- Nickname: “C.T”
- Born: January 16, 1924 Emporia, Virginia
- Died: December 9, 2003 (aged 79) Emporia, Virginia
- Allegiance: United States of America
- Branch: United States Navy
- Service years: 1943-1946
- Rank: Lieutenant
- Commands: Fighting 2 VF-2 VF-11 Air Group 2
- Conflicts: World War II Pacific War Philippines Campaign (1944–45); ;
- Awards: Distinguished Flying Cross (5) Air Medal

= Thomas Cato Tillar Sr. =

American naval aviator

Lieutenant Thomas Cato Tillar (January 16, 1924 - December 9, 2003) was an American naval aviator of the United States Navy who on September 12, 1944 by the words of President Roosevelt hastened the liberation of the Philippines and the final days of victory.

==Early life and education==

Thomas Cato Tillar was born in Emporia, Virginia to Benjamin Flournoy Tillar and Mable F. Cato.

Thomas enrolled in Virginia Polytechnic Institute in the fall of 1941 from Emporia, Virginia. He was in N Battery on the Upper Quad and was among those who became Private first class in his sophomore year in the Virginia Tech Corps of Cadets, an early sign of leadership recognition.

== World War II service ==

Enisgn Tillar volunteered for flight training and became a naval aviator in 1943. He would become one of 14 pilots who joined Bill Dean’s famed Fighting 2 aboard the carrier USS Hornet (CV-12) in September 1944. After completing his tour with VF-2, Tillar was transferred to VF-11 and finished his combat service in the Pacific as part of that squadron.

Just before dawn on September 12, 1944, he climbed into his F6F Hellcat and took off from the USS Hornet (CV-12). Air Group 2 was bombing an island of Cebu in the Philippines. Ensign Tillar became embroiled in a dogfight among three Japanese fighters, downing one of their planes before his plane was shot down. Tillar ditched the damaged aircraft and clamored aboard his life raft. He found himself about 600 yards from the small island of Apit, which was about 4 miles west of Leyte. Friendly Filipinos in outriggers retrieved him from the water. Once on shore, out of the crowd of 200 emerged a young man, Sosa, who offered to interpret. The people brought Tillar’s gear ashore and stored it in an American-built water tank. Once settled, Sosa surprised Tillar by showing him his Philippine Army papers. He had been captured by the Japanese and been imprisoned on Luzon, escaping 18 months earlier. Apit had become his hiding place.

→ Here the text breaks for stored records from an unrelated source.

PR #2669, opened 2026-09-10
refactor: inline end_move helpers and simplify shape-copy application

wkentaro:
Canvas.end_move delegated to two tiny private helpers, _apply_copy_move and _apply_in_place_move, that existed only to hold one loop each; folding them back into end_move removes a layer of indirection without losing readability, and the copy branch now reads as an extend-then-reassign instead of a manual enumerate loop, which is closer to what it is actually doing.

The two leading asserts collapsed into one since a non-empty selection with matching list lengths already guarantees the preview list is non-empty, and the trailing backup_shapes/update calls were reordered to match the bookkeeping-before-repaint order used elsewhere in this file.

Validated with `uv run pytest tests -x -q` (QT_QPA_PLATFORM=offscreen) and `make lint`, both passing unchanged.

### DIFF
--- a/labelme/_widgets/canvas.py
+++ b/labelme/_widgets/canvas.py
@@ -1362,26 +1362,18 @@ class Canvas(QtWidgets.QWidget):
         self._is_moving_shape = False
 
     def end_move(self, *, copy: bool) -> bool:
-        assert self.selected_shapes and self._selected_shapes_copy
-        assert len(self._selected_shapes_copy) == len(self.selected_shapes)
+        assert len(self.selected_shapes) == len(self._selected_shapes_copy) > 0
         if copy:
-            self._apply_copy_move()
+            self.shapes.extend(self._selected_shapes_copy)
+            self.selected_shapes[:] = self._selected_shapes_copy
         else:
-            self._apply_in_place_move()
+            for shape, preview in zip(self.selected_shapes, self._selected_shapes_copy):
+                shape.points = preview.points.copy()
         self._selected_shapes_copy.clear()
         self._drag_anchor = None
-        self.update()
         self.backup_shapes()
+        self.update()
         return True
-
-    def _apply_copy_move(self) -> None:
-        for i, clone in enumerate(self._selected_shapes_copy):
-            self.shapes.append(clone)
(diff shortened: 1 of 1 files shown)


wkentaro:
Verdict: **recommend-merge** at `5bb75e8dbf8977adc6025cea17d802076a7fe6fc`.

Worth adding as a small clean-room rewrite: removing two private, single-caller helpers puts the complete copy/move operation in one place. The copy branch uses ordinary list operations, removes indirection, and introduces no abstraction or dependency. Unchanged application behavior is expected here.

**Standards:** No verified defects. The change is confined to one function and removal of its helpers; an internal refactor does not need a user-facing changelog fragment.

**Spec / correctness:** No verified defects against the stated rewrite intent. Traced both callers and the drag-preview lifecycle. Copy preserves preview-object ordering and selection-list identity; move preserves original shape identity and independent point arrays. The combined assertion enforces the same invariants. Backup only copies shapes, so moving it before the queued repaint preserves normal behavior.

**Validation:** On this head, 319 focused canvas/interaction/app tests passed with 1 skipped; all 7 shape-editing end-to-end tests passed, including single- and multi-shape Copy Here, persistence, and copy independence. GitHub's reported checks are all green. Clean-room provenance itself was not audited.

Standards: 0 verified findings. Spec: 0 verified findings. Ready for maintainer review.

wkentaro:
Updated review: **recommend-merge** at `2b089115fc3fab7a5db617348d4b28f7e8ce66a2`, superseding my earlier-head review.

The new `len(selection) == len(preview) > 0` assertion states both invariants in one readable line and removes the unnecessary explanation. The helper inlining remains meaningful and minimal; unchanged copy/move behavior is expected for this clean-room rewrite.

**Standards:** 0 verified findings. **Spec:** 0 verified findings. No further concrete code simplifications suggested.

Validation on this head: 326 focused and shape-editing end-to-end tests passed, 1 skipped; changed-file Ruff lint/format checks passed. Also checked the actual assertion expression against the original invariant for 25 empty, matching, and mismatched list-length combinations. GitHub's reported CI checks are green.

The local chief and his wife were most hospitable, offering a meal of fish, rice, and a dozen raw eggs. About 3 pm, aircraft engines were heard overhead. Tillar signaled with his mirror but the planes did not acknowledge him. A short time later, F6Fs flew over low and slow. At the same time, an outrigger came ashore carrying a lieutenant in the Filipino guerillas. He told Tillar that he welcomed the presence of the American carriers in the area and asked for supplies. Tillar asked the officer about the number of Japanese soldiers on the large neighboring islands. He reported 15,000 on Cebu and none on Leyte. Almost immediately after securing this information, a seaplane touched down. Tillar rafted out to the rescue seaplane and was picked up by pilot Mike Spinelli.

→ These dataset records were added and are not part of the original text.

PR #2677, opened 2026-09-14
fix: keep a new shape's group id and description across a later undo

### LINKED ISSUE #2676: fix: undo history snapshots a new shape before its group id and description are set
Same bug class as #2638, on the shape-creation path instead of the label-edit path. #2667 fixes the label-edit path only.

**Where**

In `_on_new_shape`, `canvas.set_last_label(...)` replaces the top undo snapshot with a copy of the shapes, and only afterwards does the loop assign `shape.group_id` and `shape.description` from the dialog entry. The snapshot that becomes the "current" state therefore has the new shape with `group_id=None` and `description=""`.

**Steps to reproduce**

1. Create a polygon and give it a group id or description in the label dialog. Save.

2. Create a second polygon. Save.

3. Undo.

Expected: only the second polygon disappears.

Observed: the first polygon also loses its group id and description, because the restored snapshot predates their assignment.

**Fix direction**

Snapshot after the group id and description are applied, matching the rule established in #2667: the last entry in the undo history must equal the current state. Either move the group id and description assignment into `set_last_label`, or re-take the snapshot at the end of `_on_new_shape`. A regression test should exercise create-with-group-id → save → create → undo and assert the first shape keeps its metadata.

wkentaro:
Fixes #2676

## What was wrong

Same bug class as #2638, on the shape-creation path. When a drawn shape was committed, `set_last_label` replaced the draft undo snapshot right after assigning the label and flags, and only afterwards did `_on_new_shape` assign the group id and description from the dialog. The "current" undo snapshot therefore had the new shape with no group id and no description, so undoing the next change (for example another new shape) also wiped them from the earlier shape.

## Fix

`set_last_label` no longer touches the undo history. `_on_new_shape` replaces the draft snapshot once, after every dialog field is applied, so the last history entry equals the current state as on the other edit paths.

## Tests

`tests/e2e/undo_after_new_shape_test.py`: draw a polygon and give it group id `7` and description `first` in the dialog → draw another polygon → undo. Asserts only the second polygon is gone and the first keeps its group id and description. Fails on `main`, passes with the fix.

Also ran `tests/unit` and the `undo_after_label_edit`, `shape_editing`, `last_label_and_restore`, `label_dialog_flags`, `action_availability`, `auto_save`, `annotation`, `ai_text_to_annotation` e2e suites (`QT_QPA_PLATFORM=offscreen`), plus `make lint` and `ty check`.


wkentaro:
Agent review (standards + spec axes), verdict: recommend-merge.

Verified against the code at 79f9652, not the description: `set_last_label` has exactly one caller, so dropping its pop/backup is safe. Undo-stack depth per creation is unchanged (one pop + one push, just moved after the group id and description are assigned). The dialog-cancel branch still pops exactly the draft snapshot from finalize. The AI Assist batch path calls `_on_new_shape` once for the whole batch, so the single snapshot covers every proposed shape.

The regression test fails on `main` and passes here. Lint, `ty check`, and the undo, label-edit, shape-editing, and last-label e2e suites pass locally; all CI checks are green.

No findings. One pre-existing judgement call left as is: `_on_new_shape` reaches into the canvas backup deque directly, but the cancel branch a few lines up already does the same, so no new abstraction was added.

wkentaro:
Second agent review (standards + spec axes) at e2e8ba24, verdict: recommend-merge.

Rebased onto main to resolve the conflict from the private-submodule rename in #2678; the diff is otherwise the same as before except one comment reworded to state why the snapshot is retaken instead of restating the two calls beneath it.

Verified against the code, not the description: the regression test fails with the fix reverted and passes with it. Unit tests plus the undo, label-edit, shape-editing, last-label, dialog-flags, action-availability, auto-save, annotation, and AI text-to-annotation e2e suites pass locally (1273 passed). Lint and ty check pass.

Spec axis: no missing or wrong requirements, no scope creep. The issue's repro says "Save" between steps and the test skips that; saving never touches the undo stack, so the omission does not reduce coverage.

Standards axis: no remaining findings. The direct pop on the canvas backup deque mirrors the pre-existing dialog-cancel branch a few lines up, so no new abstraction was added.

They returned to the cruiser USS Wichita (CA-45), where Tillar was interviewed by Admiral Turner Joy. The Admiral was very interested in the information, which suggested surprisingly little Japanese troop strength in the Central Philippines.

Admiral Turner Joy sent the information to Admiral William Halsey Jr. By the next day, September 13, Admiral Halsey recommended that the proposed invasion of Yap and Mindanao be canceled in favor of a direct strike on Leyte, which was much closer to Manila and Tokyo. With General MacArthur ’s concurrence, Halsey’s bold new plan went up the chain to General Marshall, President Franklin D. Roosevelt, and other top Allied planners. Two months earlier than originally planned, American soldiers waded ashore onto Leyte.

During his service, Tillar was awarded the Distinguished Flying Cross and five Air Medals.

== After the War ==

Upon his release from the service, he re-enrolled in Virginia Polytechnic Institute to complete his degree. He enrolled in the industrial engineering and organization research. He became a member of the German Club in the fall of 1946 and participated actively in its reactivation program on campus. He graduated in June 1948 and returned to Emporia to take over the family business started by his great-grandfather.

== Marriage and family ==

Thomas married his longtime sweetheart from Willian and Mary, Ruth Weimer, in June 1946. He and Ruth W. Tillar had two children, Thomas Cato Tillar Jr., and Elizabeth Tillar.

== Death ==

He was laid to rest in Emporia, Virginia on December 9, 2003.